Sony Cuts Profit, Sales Forecast

By Mike Musgrove
Washington Post Staff Writer
Friday, October 24, 2008

Consumer electronics giant Sony yesterday slashed its earnings forecast for the 2008 fiscal year, saying profits will be down 38 percent from a prediction the company made this summer and 59 percent from the previous year.

In a statement released from its headquarters in Tokyo, Sony singled out sales of flat-panel televisions, digital cameras and video cameras as likely to be lower than previously expected "due to a deterioration in the market environment brought on by the slowing global economy." The company said it expects earnings of $1.5 billion, down from a July forecast of $2.45 billion.

In the face of deepening worries about the economy, the electronics industry has tried to look optimistic. The Consumer Electronics Association released a study this week suggesting that sales won't be hurt as consumers tighten their belts. The trade group reported that, based on a recent consumer survey, it expects holiday season electronics sales will be up 3.5 percent from last year. That increase would, however, be about half of the sales level in 2007.

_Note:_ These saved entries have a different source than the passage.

Issue #647, opened 2022-11-07
document.querySelector('#--test--') returns null.


coji:
**Describe the bug**

document.querySelector('#--test--') returns null.

**Expected behavior**

The id specification in document.querySelector must support all characters except non-whitespace characters. 

It's [defined in the WHATWG standard.](https://html.spec.whatwg.org/multipage/dom.html#the-id-attribute)
>When specified on HTML elements, the id attribute value must be unique amongst all the IDs in the element's tree and must contain at least one character. The value must not contain any ASCII whitespace.

**To Reproduce**

1. Open [stackblitz](https://stackblitz.com/github/coji/happy-dom-id-bug-reproduction?file=query-selector-id-start-with-hyphen.js)
2. In terminal, run `node query-selector-id-start-with-hyphen.js`

reproduce repo is here. 
https://github.com/coji/happy-dom-id-bug-reproduction

**Device:**
 - OS: MacOS 13.0 / node 16.17.1
 - happy-dom 7.6.6

karpiuMG:
@capricorn86 can be closed

follow repro steps but update happy-dom before running a script

PR #651, opened 2022-11-08
#647@patch: The id specification in document.querySelector must suppo…

coji:
…rt all characters except non-whitespace character.


capricorn86 (changes requested):
Thank you for your contribution! :slightly_smiling_face: 

We do not fully solve the problems with ID selectors here. The problem is that ID selectors can be combined with other selectors.

The current solution doesn't fully cater for that either, but I'm afraid that we may introduce a new bug if we release this fix :sweat_smile: 

Example:
```javascript
var div1 = document.createElement('div');
div1.id = 'id';
div1.setAttribute('attr', 'a');

var div2 = document.createElement('div');
div2.id = 'id';
div2.setAttribute('attr', 'b');

document.body.appendChild(div1);
document.body.appendChild(div2);

// Outputs "true"
console.log(document.querySelector('#id[attr="a"]') === div1);

// Outputs "true"
console.log(document.querySelector('#id[attr="b"]') === div2);
```

packages/happy-dom/src/query-selector/SelectorItem.ts
```diff
@@ -8,7 +8,7 @@ const ATTRIBUTE_NAME_REGEXP = /[^a-zA-Z0-9-_$]/;
 const PSUEDO_REGEXP = /:([a-zA-Z-]+)\(([0-9n+-]+|odd|even)\)|:not\(([^)]+)\)|:([a-zA-Z-]+)/g;
 const CLASS_REGEXP = /\.([a-zA-Z0-9-_$]+)/g;
 const TAG_NAME_REGEXP = /^[a-zA-Z0-9-]+/;
-const ID_REGEXP = /#[A-Za-z][-A-Za-z0-9_]*/g;
+const ID_REGEXP = /#[^\s]+/g;
```
capricorn86, line 11:
```suggestion
const ID_REGEXP = /#[A-Za-z][A-Za-z0-9_-]*/g;
```

Based on what is written on [this Mozilla documentation](https://developer.mozilla.org/en-US/docs/Web/HTML/Global_attributes/id), it seems like browsers will throw an error for any other value than the above RegExp.

Example:
```javascript
// Throws an error
document.querySelector('#1myid');

// Throws an error
document.querySelector('#myid[');
```

capricorn86 (changes requested):

coji:
Thanks for the review. I understand that the bug may occur in a case I did not anticipate.

I will close this issue for now. Thank you very much.

capricorn86:
Thank you for taking time to create this PR. Hope the problem got solved :slightly_smiling_face:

Sony competitor LG Electronics reported a dismal quarter earlier this week, with profits down 93 percent at the Seoul-based TV and cellphone manufacturer. Sony's announcement further undermined even modest hopes among analysts yesterday for this year's electronics sales.

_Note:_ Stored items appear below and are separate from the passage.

Issue #661, opened 2022-11-20
Does not apply styles from tailwind-like classes like `md:flex`


petejodo:
**Describe the bug**
`happy-dom` is not applying the styles of classes defined in a tailwind-like way These are classes that
have colon (`:`) separators like `md:flex`. I suspect the fundamental issue has to do with escaping because
the CSS for these classes look like:

```css
.md\:flex {
  display: flex;
}
```

I created a repro repo [here](https://github.com/petejodo/happy-dom-repro/tree/tailwind-css-classes).
The test looks like:

```tsx
import { render, screen } from "@testing-library/react";
import { Example } from "./example";

const css = `
.hidden { display: none; }
@media (min-width: 768px) {
    .md-flex {
        display: flex;
    }
    .md\:flex {
        display: flex;
    }
}
`;

test("should be visible", () => {
    const style = document.createElement("style");
    style.innerHTML = css;
    document.head.appendChild(style);

    // @ts-ignore
    window.happyDOM.setInnerWidth(768);

    render(<Example />)
    expect(screen.getByText("example with dash")).toBeVisible()
    expect(screen.getByText("example with tailwind-like class")).toBeVisible()
});
```

The `Example` component looks like:

```tsx
export function Example() {
    return (
        <div>
            <div className="hidden md-flex">example with dash</div>
            <div className="hidden md:flex">example with tailwind-like class</div>
        </div>
    );
}
```

I expect the test to pass but it isn't and is failing on this line:

```ts
expect(screen.getByText("example with tailwind-like class")).toBeVisible()
```

**To Reproduce**
1. Clone repro repo [here](https://github.com/petejodo/happy-dom-repro/tree/tailwind-css-classes)
2. Run `npm test`
3. See test fail

**Expected behavior**
The test should pass with the element in question on the failed line should be visible.

**Device:**
 - OS: MacOS Monterey
 - Browser: N/A, ran in terminal

petejodo:
Found at least one part of the bug. [This line](https://github.com/capricorn86/happy-dom/blob/bd300f17993aa32cbec875fda0c061a904772b84/packages/happy-dom/src/query-selector/SelectorItem.ts#L33) in `SelectItem` is altering the selector from `.md\\:flex` (the double `\` is the string form and escaping the `\`) to `.md\\`. This means that `PSUEDO_REGEXP` is not quite correct

petejodo:
[...]

PR #662, opened 2022-11-21
#661@patch: Take class selector escaping into account.

petejodo:
This is definitely not the best way of doing this but it does seem to fix the issue #661. This is more of a proof of concept or pathfinder for how to fix the issue properly. See the issue for more details.

### DIFF
--- a/packages/happy-dom/src/query-selector/SelectorItem.ts
+++ b/packages/happy-dom/src/query-selector/SelectorItem.ts
@@ -7,9 +7,9 @@ const ATTRIBUTE_REGEXP =
 const ATTRIBUTE_NAME_REGEXP = /[^a-zA-Z0-9-_$]/;
 const PSUEDO_REGEXP =
 	/(?<!\\):([a-zA-Z-]+)\(([0-9n+-]+|odd|even)\)|(?<!\\):not\(([^)]+)\)|(?<!\\):([a-zA-Z-]+)/g;
-const CLASS_REGEXP = /\.(([a-zA-Z0-9-_$]|\\:)+)/g;
+const CLASS_REGEXP = /\.(([a-zA-Z0-9-_$]|\\.)+)/g;
 const TAG_NAME_REGEXP = /^[a-zA-Z0-9-]+/;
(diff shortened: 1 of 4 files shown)


packages/happy-dom/src/query-selector/SelectorItem.ts
```diff
@@ -5,10 +5,13 @@ import Element from '../nodes/element/Element';
...
 	/\[([a-zA-Z0-9-_]+)\]|\[([a-zA-Z0-9-_]+)([~|^$*]{0,1})[ ]*=[ ]*["']{0,1}([^"']+)["']{0,1}\]/g;
 const ATTRIBUTE_NAME_REGEXP = /[^a-zA-Z0-9-_$]/;
-const PSUEDO_REGEXP = /:([a-zA-Z-]+)\(([0-9n+-]+|odd|even)\)|:not\(([^)]+)\)|:([a-zA-Z-]+)/g;
-const CLASS_REGEXP = /\.([a-zA-Z0-9-_$]+)/g;
+const PSUEDO_REGEXP =
+	/(?<!\\):([a-zA-Z-]+)\(([0-9n+-]+|odd|even)\)|(?<!\\):not\(([^)]+)\)|(?<!\\):([a-zA-Z-]+)/g;
+const CLASS_REGEXP = /\.(([a-zA-Z0-9-_$]|\\:)+)/g;
 const TAG_NAME_REGEXP = /^[a-zA-Z0-9-]+/;
 const ID_REGEXP = /#[A-Za-z][-A-Za-z0-9_]*/g;
+const CSS_ESCAPE_REGEXP = /(?<!\\):/g;
```
petejodo, line 13: this escape should be more than just for `:` but don't know if I can just have it be any arbitrary character or a set of characters that can be escaped like `[:#&...]`

capricorn86:
Thank you for your contribution @petejodo! :slightly_smiling_face: 

I have made a commit to include any escaped character. I also added some more unit tests.

I feel pretty confident in that this should work as there is good test coverage, so I will therefore release it.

"Clearly we're going to be in for a bad holiday," said Stephen Baker, a computer and electronics industry analyst with the research firm NPD. "In a tough economy people have to make some choices, and typically they might not buy that new camera or flat-panel TV. As one of the leaders in this industry, Sony is going to get hit."

It doesn't help, he added, that brisk sales of digital cameras in recent years may have saturated the consumer market.

While Sony has often been regarded as a bellwether for the industry, the company's woes are sharper than those of some competitors. This week, for example, Apple reported brisk sales of Mac computers and iPhones. The company forecast holiday season sales to be flat compared to its performance in the comparable period last year.

Sony had been struggling long before the economy's troubles. Chief executive Howard Stringer took the helm in 2005 and launched a major reorganization in an attempt to restore the company's luster as an electronics pioneer.

Sony's stock price yesterday fell 8.21 percent to $21.46.